PR #6786, opened 2024-03-28
flow: separate parent component and controller IDs into new labels

### LINKED ISSUE #6260: Less bloated collection of debug metrics from modules
### Request

"Debug metrics", is referring to metrics available on the Agent's `/metrics` endpoint. Those metrics indicate how various  internals are working, and are used for alerts and dashboards which monitor the state of Agent instances.

Unfortunately, Agents running with [modules](https://grafana.com/docs/agent/latest/flow/concepts/modules/) have a few issues with their metrics.

### Issue 1: The component_id labels can be very long. 

This is because the ID includes the "module" component (e.g. `module.string`) which imported that component. If a `module.string` imports a `module.string` which uses `prometheus.remote_write`, then the ID label on the metric will get quite long.

If the label is extremely long, it may even hit a limit in other systems such as Mimir. That said, by default Mimir sets its `max_label_value_length` [config parameter](https://grafana.com/docs/mimir/latest/references/configuration-parameters/#limits) to `2048` - this should be long enough for most uses.

Long component IDs can make dashboards look awkward if they want to show a component ID in a drop down or a graph legend:
* Maybe we could make those drop downs work by not using exact component names? E.g. if there is a `prometheus.remote_write` in a drop down, then the dashboards will show `prometheus.remote_write` metrics from any module.
* Alternatively, there could be separate labels for the "module path" and for the leaf component name? This would mean that there will no longer be a singe metric label with identifies a component. Losing such ID labels is not ideal because they have their own usefulness.

### Issue 2: Each Flow controller has its own set of metric series. 

If an Agent uses multiple Flow controllers, the controller metrics could bloat the `/metrics` endpoint.
To overcome the additional series, could we maybe consolidate controller functionality so that it's ran only once per process?

### Should we make debug metrics more configurable?

There might not be a "one size fits all" solution. We might have to solve this by adding some additional settings for how debug metrics should be gathered and transformed? E.g. could there be a metrics block similar to the existing [logging](https://grafana.com/docs/agent/latest/flow/reference/config-blocks/logging/) block?

### Use case

Ease of use.

tpaschalis:
#### PR Description

This PR amends the registerers and loggers we propagate into the graph to separate the so that the parent component/controller IDs are stored into a separate label.

This makes these metrics easier to read and manage and unlocks other solutions for large names in the case of nested modules in the future.

> NOTE: Please review this PR commit-by-commit and look at the extended commit messages. Each contains a snippet of how this change affects the Agent's logs and metrics

The metrics and logs examples are validated using the following example that uses nested modules.

```
--- entrypoint.river ---
logging {
	format = "json"
}

import.file "a_namespace" {
	filename = "a.river"
}

local.file "default" {
	filename = "entrypoint.river"
}

a_namespace.a "default" {
	a_argument = 47
}

--- a.river ---
declare "a" {
	import.file "b_namespace" {
		filename = "b.river"
	}

	local.file "default" {
		filename = "entrypoint.river"
	}

	argument "a_argument" {
		comment = "Where to send collected metrics."
	}

	prometheus.exporter.self "default" { }

	b_namespace.b "default" {
		b_argument = 147
	}

	export "a_export" {
		value = argument.a_argument.value + b_namespace.b.default.b_export + 1
	}
}

--- b.river ---
declare "b" {
	import.file "c_namespace" {
		filename = "c.river"
	}

	local.file "default" {
		filename = "entrypoint.river"
	}

	argument "b_argument" {
		optional = false
	}

	prometheus.exporter.self "default" { }

	c_namespace.c "default" {
		c_argument = 101
	}

	export "b_export" {
		value = argument.b_argument.value + c_namespace.c.default.c_export + 1
	}
}

--- c.river ---
declare "c" {
	argument "c_argument" {
		optional = false
	}

	local.file "default" {
		filename = "entrypoint.river"
	}

	prometheus.exporter.self "default" { }

	export "c_export" {
		value = argument.c_argument.value + 1
	}
}
```

Closes #6260

#### Notes to the Reviewer
The tracer implementation still takes the full `globals.ControllerID` since all it needs is to call path.Ext and get the final component name as the dot-style extension.

One thing to agree upon is whether path.Split makes sense for separating the parent and final IDs, or if we should add a custom helper. Currently, global IDs are currently constructed like `a_namespace.a.default/b_namespace.b.default/c_namespace.c.default/local.file.default`, i.e. _without_ a leading slash. So for the root controller, we're left with an empty label instead of `"/"` which was discussed at some point.

TODO:
- [ ] Update mixin

#### PR Checklist

- [ ] Tests updated (N/A) 
- [ ] Config converters updated (N/A)

### DIFF
--- a/internal/flow/internal/controller/node_builtin_component.go
+++ b/internal/flow/internal/controller/node_builtin_component.go
@@ -168,7 +168,7 @@ func getManagedOptions(globals ComponentGlobals, cn *BuiltinComponentNode) compo
 	parent, id := path.Split(cn.globalID)
 	return component.Options{
 		ID:     cn.globalID,
-		Logger: log.With(globals.Logger, "component", cn.globalID),
+		Logger: log.With(globals.Logger, "component_path", parent, "component_id", id),
 		Registerer: prometheus.WrapRegistererWith(prometheus.Labels{
 			"component_path": parent,
 			"component_id":   id,
--- a/internal/flow/internal/controller/node_builtin_component.go
+++ b/internal/flow/internal/controller/node_builtin_component.go
@@ -165,11 +165,13 @@ func NewBuiltinComponentNode(globals ComponentGlobals, reg component.Registratio
 
 func getManagedOptions(globals ComponentGlobals, cn *BuiltinComponentNode) component.Options {
 	cn.registry = prometheus.NewRegistry()
+	parent, id := path.Split(cn.globalID)
 	return component.Options{
 		ID:     cn.globalID,
 		Logger: log.With(globals.Logger, "component", cn.globalID),
 		Registerer: prometheus.WrapRegistererWith(prometheus.Labels{
-			"component_id": cn.globalID,
+			"component_path": parent,
+			"component_id":   id,
 		}, cn.registry),
 		Tracer: tracing.WrapTracer(globals.TraceProvider, cn.globalID),
 
--- a/internal/flow/internal/controller/node_builtin_component.go
+++ b/internal/flow/internal/controller/node_builtin_component.go
@@ -165,7 +165,7 @@ func NewBuiltinComponentNode(globals ComponentGlobals, reg component.Registratio
 
 func getManagedOptions(globals ComponentGlobals, cn *BuiltinComponentNode) component.Options {
 	cn.registry = prometheus.NewRegistry()
-	parent, id := path.Split(cn.globalID)
+	parent, id := splitPath(cn.globalID)
 	return component.Options{
 		ID:     cn.globalID,
 		Logger: log.With(globals.Logger, "component_path", parent, "component_id", id),
--- a/operations/agent-flow-mixin/dashboards/prometheus.libsonnet
+++ b/operations/agent-flow-mixin/dashboards/prometheus.libsonnet
@@ -105,13 +105,13 @@ local remoteWritePanels(y_offset) = [
     panel.withQueries([
       panel.newQuery(
         expr=|||
-          sum by (instance, component_id) (
-            prometheus_remote_storage_highest_timestamp_in_seconds{cluster="$cluster", namespace="$namespace", instance=~"$instance", component_id=~"$component"}
+          sum by (instance, component_path, component_id) (
+            prometheus_remote_storage_highest_timestamp_in_seconds{cluster="$cluster", namespace="$namespace", instance=~"$instance", component_path=~"$component_path", component_id=~"$component"}
             - ignoring(url, remote_name) group_right(instance)
-            prometheus_remote_storage_queue_highest_sent_timestamp_seconds{cluster="$cluster", namespace="$namespace", instance=~"$instance", component_id=~"$component", url=~"$url"}
+            prometheus_remote_storage_queue_highest_sent_timestamp_seconds{cluster="$cluster", namespace="$namespace", instance=~"$instance", component_path=~"$component_path", component_id=~"$component", url=~"$url"}
           )
         |||,
-        legendFormat='{{instance}} / {{component_id}}',
+        legendFormat='{{instance}} / {{component_path}} {{component_id}}',
       ),
     ])
   ),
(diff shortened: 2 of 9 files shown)


internal/flow/internal/controller/node_builtin_component.go
```diff
@@ -165,11 +165,13 @@ func NewBuiltinComponentNode(globals ComponentGlobals, reg component.Registratio
 
 func getManagedOptions(globals ComponentGlobals, cn *BuiltinComponentNode) component.Options {
 	cn.registry = prometheus.NewRegistry()
+	parent, id := path.Split(cn.globalID)
```
rfratto, line 168: Note that from the internal discussion about this, there was a mention to make `component_path` rooted to make it clearly indicate a global path:

> Global IDs start with a path separator, similarly to absolute file paths, to clearly indicate rooting.

Additionally, if there is no parent, `component_path` should be `/`: 

> component_path: the global ID of the containing subgraph for a component. If there is no containing subgraph, component_path is the rooted path /.

(This rooting logic applies to the other metrics as well wherever the labels are being split)

internal/flow/internal/controller/node_builtin_component.go
```diff
@@ -165,11 +165,13 @@ func NewBuiltinComponentNode(globals ComponentGlobals, reg component.Registratio
...
 	return component.Options{
 		ID:     cn.globalID,
-		Logger: log.With(globals.Logger, "component", cn.globalID),
+		Logger: log.With(globals.Logger, "component_path", parent, "component_id", id),
 		Registerer: prometheus.WrapRegistererWith(prometheus.Labels{
-			"component_id": cn.globalID,
+			"component_path": parent,
```
rfratto, line 173: I think the mixin will need to be updated alongside this, since `component_id` _is_ used in some dashboards (which is why we were doing this prior to 1.0 since it would be a breaking change to split out the labels after-the-fact).

tpaschalis: I've pushed a commit to include references to `component_path` eg when summing up component-level metrics for the Controller and Prometheus dashboards.

Here's how it looks like in practice. I'll check the dashboards in more environments with nested modules and more data.
Screenshot 2024-04-02 171206


Finally, the OpenTelemetry dashboard doesn't drill down to the component level so it's left as-is for now.

internal/flow/internal/controller/node_builtin_component.go
thampiotr: I do like the leading `/` too.

operations/agent-flow-mixin/grr-linux-amd64
thampiotr, line 1: Accidental commit?

thampiotr (approved):
LGTM!

operations/agent-flow-mixin/dashboards/prometheus.libsonnet
```diff
@@ -105,13 +105,13 @@ local remoteWritePanels(y_offset) = [
...
-            prometheus_remote_storage_highest_timestamp_in_seconds{cluster="$cluster", namespace="$namespace", instance=~"$instance", component_id=~"$component"}
+          sum by (instance, component_path, component_id) (
+            prometheus_remote_storage_highest_timestamp_in_seconds{cluster="$cluster", namespace="$namespace", instance=~"$instance", component_path=~"$component_path", component_id=~"$component"}
             - ignoring(url, remote_name) group_right(instance)
-            prometheus_remote_storage_queue_highest_sent_timestamp_seconds{cluster="$cluster", namespace="$namespace", instance=~"$instance", component_id=~"$component", url=~"$url"}
+            prometheus_remote_storage_queue_highest_sent_timestamp_seconds{cluster="$cluster", namespace="$namespace", instance=~"$instance", component_path=~"$component_path", component_id=~"$component", url=~"$url"}
           )
         |||,
-        legendFormat='{{instance}} / {{component_id}}',
+        legendFormat='{{instance}} / {{component_path}} {{component_id}}',
```
rfratto, line 114: nit: the full path is `{{component_path}}/{{component_id}}`, should we add the `/` character to combine them rather than using a space to make it easier to read? (Ditto with the other legends)

operations/agent-flow-mixin/dashboards/prometheus.libsonnet
```diff
@@ -409,6 +409,9 @@ local remoteWritePanels(y_offset) = [
       dashboard.newMultiTemplateVariable('component', |||
         label_values(agent_wal_samples_appended_total{cluster="$cluster", namespace="$namespace", instance=~"$instance", component_id=~"prometheus\\.remote_write\\..*"}, component_id)
       |||),
+      dashboard.newMultiTemplateVariable('component_path', |||
+        label_values(agent_wal_samples_appended_total{cluster="$cluster", namespace="$namespace", instance=~"$instance", component_id=~"prometheus\\.remote_write\\..*", component_path=~".*"}, component_path)
+      |||),
```
rfratto, line 414: nit: I think the order of these should be swapped; the order here is most broad to most specific, so based on that path goes before component ID.

rfratto (approved):
Thanks!

operations/agent-flow-mixin/dashboards/prometheus.libsonnet
tpaschalis: I tried that initially, but it looked weird for components on the root controller (`//prometheus.remote_write.default`). 
Maybe should write some jsonnet to make it pretty? 😅

rfratto: > I tried that initially, but it looked weird for components on the root controller (//prometheus.remote_write.default).
Maybe should write some jsonnet to make it pretty? 😅


🤔 Why is that what components in the root controller look like? It should be `/prometheus.remote_write.default` for rooted components, where `component_path=/`  and `component_id=prometheus.remote_write.default`

rfratto: Oh I understand now

rfratto: Sorry about that. I think it's fine for us to leave this as is and we can figure it out later. I don't think we can write Jsonnet to handle this since all the rendering is being done in Grafana at visualization time.

Marking as resolved :)

wildum (approved):

PR #6792, opened 2024-03-28
[Clustering] Filter the label "instance" from the hash computation

wildum:
#### PR Description

In clustering mode, the targets exposed by exporters are distributed amongst the agents.
For an agent to know whether it should scrape the target or not, it will compute a hash based on the labels of the target.

In https://github.com/grafana/support-escalations/issues/9923, we noticed that the agent adds a label "instance" corresponding by default to the host where the agent runs to the targets. This is a problem because if the agents are not running on the same host, they will have a different value for the label "instance". This means that they will compute different hashes and the targets won't be distributed correctly.

#### Notes to the Reviewer

Is there a scenario where a target can only be uniquely identified by the instance label?
If that's the case, then the agent would compute the same hash for different targets which would result in an unbalanced cluster.

#### PR Checklist

- [x] CHANGELOG.md updated
- [x] Tests updated

### DIFF
--- a/CHANGELOG.md
+++ b/CHANGELOG.md
@@ -51,6 +51,8 @@ Main (unreleased)
   whenever that argument is explicitly configured. This issue only affected a
   small subset of arguments across 15 components. (@erikbaranowski, @rfratto)
 
+- Fix an issue where targets exposed by exporters were not distributed correctly between agents in clustering mode. (@wildum)
+
 ### Other changes
 
 - Clustering for Grafana Agent in Flow mode has graduated from beta to stable.
--- a/internal/component/discovery/discovery.go
+++ b/internal/component/discovery/discovery.go
@@ -52,7 +52,7 @@ func (t *DistributedTargets) Get() []Target {
 	res := make([]Target, 0, resCap)
 
 	for _, tgt := range t.targets {
-		peers, err := t.cluster.Lookup(shard.StringKey(tgt.NonMetaLabels().String()), 1, shard.OpReadWrite)
+		peers, err := t.cluster.Lookup(shard.StringKey(tgt.FilteredLabels().String()), 1, shard.OpReadWrite)
 		if err != nil {
 			// This can only fail in case we ask for more owners than the
 			// available peers. This will never happen, but in any case we fall
@@ -77,10 +77,15 @@ func (t Target) Labels() labels.Labels {
 	return lset
 }
 
-func (t Target) NonMetaLabels() labels.Labels {
+// FilteredLabels drops the label "instance" and the labels starting by MetaLabelPrefix.
+// The "instance" label is set by default to the host of the collector in exporters. If the
+// collectors are not running on the same host, they will have different default values.
+// If the targets have don't have the same set of labels between the collectors in the cluster,
+// they won't be able to correctly distribute the workload because they won't compute the same hashes.
+func (t Target) FilteredLabels() labels.Labels {
 	var lset labels.Labels
 	for k, v := range t {
-		if !strings.HasPrefix(k, model.MetaLabelPrefix) {
+		if k != "instance" && !strings.HasPrefix(k, model.MetaLabelPrefix) {
 			lset = append(lset, labels.Label{Name: k, Value: v})
 		}
 	}
--- a/internal/component/discovery/discovery_test.go
+++ b/internal/component/discovery/discovery_test.go
@@ -1,0 +1,18 @@
+package discovery
+
+import (
+	"testing"
+
+	"github.com/stretchr/testify/require"
+)
+
+func TestFilteredLabels(t *testing.T) {
+	target := Target{
+		"instance":    "instanceTest",
+		"__meta_test": "metaTest",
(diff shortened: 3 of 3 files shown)


wildum:
Converting to draft for now because we think it might be a risky change and we don't want it in 1.0

tpaschalis:
I'm not convinced this is the right solution; feels too arbitrary. One of clustering's main assumptions is that all nodes run with the same configuration files and that the upstream APIs (eg. service discovery) work in the same way so that the fully-local consistent hashing works properly. The prometheus.exporter.* components _may_ set a custom `instance` key related to the system they're running on, but this is settable.

IMHO this could be part of the documentation for running clustering together with exporter components.

wildum:
In this example the agents have the same config files, they just run on different hosts. Do you think that we should constrain the agents to run on the same host if they use clustering + prometheus exporter or should we fix the exporters so that we don't set the instance label to the host where the agent is running?
If possible I think that this "instance" label should be removed. Its behavior is not consistent amongst exporters and the agent's host should not be inside of the targets' labels. But I guess that it would be a breaking change if used in some pipeline or dashboard for filtering

ptodev:
> We noticed that the agent adds a label "instance" corresponding by default to the host where the agent runs to the targets.

Is this correct? According to [this doc page](https://prometheus.io/docs/concepts/jobs_instances/) and [this blog post](https://www.robustperception.io/controlling-the-instance-label/), the `instance` label should normally be set to the address of the scrape target.

ptodev:
I think the bug in the clustering can be fixed if SNMP exporter's `InstanceKey` [function](https://github.com/grafana/agent/blob/196ea058806a42c8b24723fde82e8dcfc5f3e919/internal/static/integrations/snmp_exporter/snmp_exporter.go#L58-L61) is changed to return the addresses of the targets which are actually being scraped, similarly to the MSSQL exporter `InstanceKey` [function](https://github.com/grafana/agent/blob/196ea058806a42c8b24723fde82e8dcfc5f3e919/internal/static/integrations/mssql/sql_exporter.go#L68-L76). I could raise a PR for this,, since I'm oncall? And then we could close this one?

wildum:
that would be a start but if we want the same behavior as this PR we need to make sure that all exporters (except the ones self, process, UNIX (maybe others?)) set the instance to the target's host and not to the agent's one

thampiotr:
After taking a closer look, I'm also not in favour of this solution, but I 100% agree we should do something to address this problem.

Thinking about this, it seems to me that `instance` is a problem because we run embedded exporters in a cluster of N collectors. This means we will run multiple instances of these exporters which may also be undesired due to increased load on systems from which metrics are exported. So I think we should provide means to run (or scrape) given exporter only on one instance at a time and then including the `instance` label should be harmless, it merely denotes which Alloy instance did the scraping. This would be accomplished by more fine-grained component scheduling. 

In case we don't want the `instance` label to denote which Alloy instance in a cluster did the scraping, we can opt to not set the `instance` label at all and [let Prometheus set it automatically](https://github.com/prometheus/prometheus/blob/9ba13de220f7b15e6b0554d7a045e4225e366e09/scrape/target.go#L535-L538). I wouldn't recommend this option, as this would be, AFAICT, an localhost network with a random port on which given exporter component exposes metrics.

To make this less error-prone, we could also check whether we are running in a cluster in exporters components and do something to warn the user?

ptodev:
@thampiotr If a `prometheus.exporter` only does work when it's scraped, then it won't be a performance issue to run them in clustered mode. I don't know how most exporters are designed in practice, but I suppose most would only do work when they are scraped. If there is only one collector which scrapes them, all will be good and there won't be a performance hit.

I think we need to go through all `prometheus.exporter` components and make sure that the `instance` label is useful, and that it also works with clustering. Maybe we can create a tracker issue for that which lists all exporter components. And we can gradually create component-specific "sub-issues" which look into each component's `instance` label.

thampiotr:
Thanks @ptodev for the discussion (offline). I'm going to summarise it here:
- The performance is not the biggest concern, but a nice-to-have. 
- We both prefer to have a solution that is general to all exporters and doesn't require going through all the exporters one-by-one. 
- With a standalone exporter and with Agent Flow Mode and Alloy without clustering, the `instance` label will be typically set to the host where the _exporter_ runs, which may be different to where the thing being exported runs (for example MySQL).
- We want to focus on fixing the clustering issue here - making the `instance` label more useful (for example, be set to the hostname of the thing being exported) can be done separately. 
- Since fine-grained component scheduling is something we will need for other use-cases, such as kubernetes events, we agree that it's a good idea to use that planned feature to address this problem.
- In the meantime, users can work around the problem quite easily by relabelling the `instance` label when using clustering to the same value in all instances in the cluster, for example:
```
discovery.relabel "replace_instance" {
  targets = discovery.file.targets.targets
  rule {
    action        = "replace"
    source_labels = ["instance"]
    target_label  = "instance"
	replacement   = "alloy-cluster"
  }  
}
```

With this, I will close this PR for now and add a note to fine-grained scheduling issue.

PR #6798, opened 2024-03-29
Refactor mimir.rules.kubernetes component

56quarters:
#### PR Description

This change refactors the `mimir.rules.kubernetes` component to move most mutable state into a separate `eventProcessor` struct. The existing code already split most behavior between the main `rules.go` file and `events.go` file. This takes the next logical step and wraps the state from `events.go` into its own struct.

This is a prerequisite for a future PR that will add clustering support to the `mimir.rules.kubernetes` component. In the future PR a particular agent instance will be the "leader" for syncing rules from Mimir or not. When not the leader, the `eventProcesor` will be a no-op.

N/A

#### Notes to the Reviewer

As discussed offline, this change and the future PR to add clustering support is a stop-gap until there's some sort of universal clustered mode support for all components. 

This has been tested with existing unit tests and locally by running Agents and Mimir in a k3s cluster via the Helm chart.

#### PR Checklist

- [ ] CHANGELOG.md updated
- [ ] Documentation added
- [X] Tests updated

### DIFF
--- a/internal/component/mimir/rules/kubernetes/events.go
+++ b/internal/component/mimir/rules/kubernetes/events.go
@@ -46,7 +46,7 @@ type eventProcessor struct {
 	logger  log.Logger
 
 	currentState    kubernetes.RuleGroupsByNamespace
-	currentStateMtx sync.Mutex
+	currentStateMtx sync.RWMutex
 }
 
 func (e *eventProcessor) run(ctx context.Context) {
@@ -237,8 +237,8 @@ func (e *eventProcessor) applyChanges(ctx context.Context, namespace string, dif
 
 // getMimirState returns the cached Mimir ruler state, rule groups indexed by Mimir namespace.
 func (e *eventProcessor) getMimirState() kubernetes.RuleGroupsByNamespace {
-	e.currentStateMtx.Lock()
-	defer e.currentStateMtx.Unlock()
+	e.currentStateMtx.RLock()
+	defer e.currentStateMtx.RUnlock()
 
 	out := make(kubernetes.RuleGroupsByNamespace, len(e.currentState))
 	for ns, groups := range e.currentState {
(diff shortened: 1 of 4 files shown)


56quarters:
> loki.rules.kubernetes is very similar to the mimir.rules.kubernetes component. Would it make sense to do the same changes for the loki component in this PR and keep the similarities between the two implementations? Or should it be done via a following PR?

Good point! My preference would be to:
* Make this change only to mimir.rules.kubernetes
* Make the change to mimir.rules.kubernetes to support clustering mode
* Make the same changes to loki.rules.kubernetes based on the above PRs

wildum:
Sounds good, would you mind creating an issue to track it and link it to this PR please?

56quarters:
> Sounds good, would you mind creating an issue to track it and link it to this PR please?

Done in https://github.com/grafana/agent/issues/6821

internal/component/mimir/rules/kubernetes/events.go
```diff
@@ -157,38 +201,71 @@ func convertCRDRuleGroupToRuleGroup(crd promv1.PrometheusRuleSpec) ([]rulefmt.Ru
...
 
 	// resync mimir state after applying changes
-	return c.syncMimir(ctx)
+	return e.syncMimir(ctx)
+}
+
+// getMimirState returns the cached Mimir ruler state, rule groups indexed by Mimir namespace.
+func (e *eventProcessor) getMimirState() kubernetes.RuleGroupsByNamespace {
+	e.currentStateMtx.Lock()
+	defer e.currentStateMtx.Unlock()
```
wildum, line 241: nit: could be an RLock

wildum (approved):
LGTM

internal/component/mimir/rules/kubernetes/events.go
56quarters: Fixed in 39d7ee98c511772dca751a6c79594ced837a9b03

wildum:
I moved this PR to Alloy: https://github.com/grafana/alloy/pull/158

PR #557, opened 2019-07-02
Disable warning 105 (inferred JS names in external definitions)

sgny:
In recent BuckleSscript releases, warning 105 has been defined for inferred JS names in external definitions. For more information, you may refer to the relevant [post](https://bucklescript.github.io/blog/#a-new-warning-number-105) on their blog.

Thus, a definition such as
```
[@bs.module "react-native"] [@bs.scope "Easing"] external linear: t = "";
```
leads to a warning that reads

> the external name is inferred from val name is unsafe from refactoring when changing value name

We could go through the codebase to specify the JS name for all such definitions (which would be almost the entire codebase) or we could revise `bsconfig.json` to ignore warning 105.

I did not take the high road...

### DIFF
--- a/reason-react-native/bsconfig.json
+++ b/reason-react-native/bsconfig.json
@@ -16,6 +16,6 @@
       "subdirs": true
     }
   ],
-  "bsc-flags": ["-bs-no-version-header", "-warn-error @a"],
+  "bsc-flags": ["-bs-no-version-header", "-warn-error @a", "-w @a-105"],
   "bs-dependencies": ["reason-react"]
 }


sgny:
> What do you think about using a space like the item before so we more easily understand that they go together?
> 
> `"-w @a-105"`
> 
> Btw, does -w == -warn-error?

That's equivalent, but has the benefit of making it difficult to add a flag in-between `-w` and `@a-105`, so I'll revise the PR.

`-warn-error` is to convert warnings into errors. We could do "-warn-error @a-105" but that would simply mean all warnings but 105 would be turned into errors and warning 105 would still be thrown.

`-w` is used to define the list of warnings and seems to take precedence. `a` is for all warnings and as above `@a-105` simply removes 105 from the list of warnings.

MoOx:
Thanks for the explanation!

PR #559, opened 2019-07-19
Update README.md for Reason Conf

dylanirlbeck:
@peterpme


MoOx:
Could you give an explanation about the motivation to put this at this specific location?
I am not against it but you could at least say something about it...

dylanirlbeck:
Hey!

I'd like to do my part of spreading the word about Reason Conf and thought that this would be a great way to show it! I'm a huge fan of your reason-react-native and was hoping you'd be open to it!

Thank you :relaxed:

MoOx:
Not a fan of the idea of a message at the very top of the ready. Maybe instead we could add a message on the homepage of the website?

@cknitt @sgny any thoughts?

cknitt:
Fine with me to add it on the website!

MoOx:
I have updated the thing just a little, will go with that.

PR #560, opened 2019-07-22
Add AppRegistry.registerHeadlessTask

cknitt:
This PR adds the `AppRegistry.registerHeadlessTask` function.

There are more AppRegistry functions missing though, see https://facebook.github.io/react-native/docs/appregistry. These are probably rarely used, but I will file an issue.


cknitt:
Personally, I do not really need a patch release immediately for this, and I am sure it's quite a bit of work for you, so unless the community asks for it, I would wait some more before doing another release.

PR #563, opened 2019-07-26
ReactNavigation split WIP

MoOx:
(Sorry I didn't have much time this days)

This is just a start that going to help us to see where we wanna go.

(Just to let you know, I only used react-navigation once with js, and it was v1 - but I think it didn't changed that much from what I saw on docs)

One question I have: how are we supposed to define screenProps per screen?

I were using js+flow when using react-navigation 1 & here are things that I disliked

- no way to validate that your are going to navigate to a screen that exist (string to navigate)
- no way to know if the screenProps you are going to pass are valid

Not sure how we can address that with reason-react-navigation as I only see on screenProps passed to main functor.

Did I miss something?


MoOx:
I just saw that react-navigation is split into multiple repos https://github.com/react-navigation. 
Do you think that's a good idea for us to first make binding for stack, tabs etc or directly continue to the main interface described here https://github.com/react-navigation/react-navigation/blob/master/src/react-navigation.js ?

**EXERCISE INSTRUCTIONS**: From the listing above, collect each line in which the string "files" appears.

**EXERCISE ANSWER**:
(diff shortened: 2 of 9 files shown)
(diff shortened: 3 of 3 files shown)
I'm not convinced this is the right solution; feels too arbitrary. One of clustering's main assumptions is that all nodes run with the same configuration files and that the upstream APIs (eg. service discovery) work in the same way so that the fully-local consistent hashing works properly. The prometheus.exporter.* components _may_ set a custom `instance` key related to the system they're running on, but this is settable.
In this example the agents have the same config files, they just run on different hosts. Do you think that we should constrain the agents to run on the same host if they use clustering + prometheus exporter or should we fix the exporters so that we don't set the instance label to the host where the agent is running?
(diff shortened: 1 of 4 files shown)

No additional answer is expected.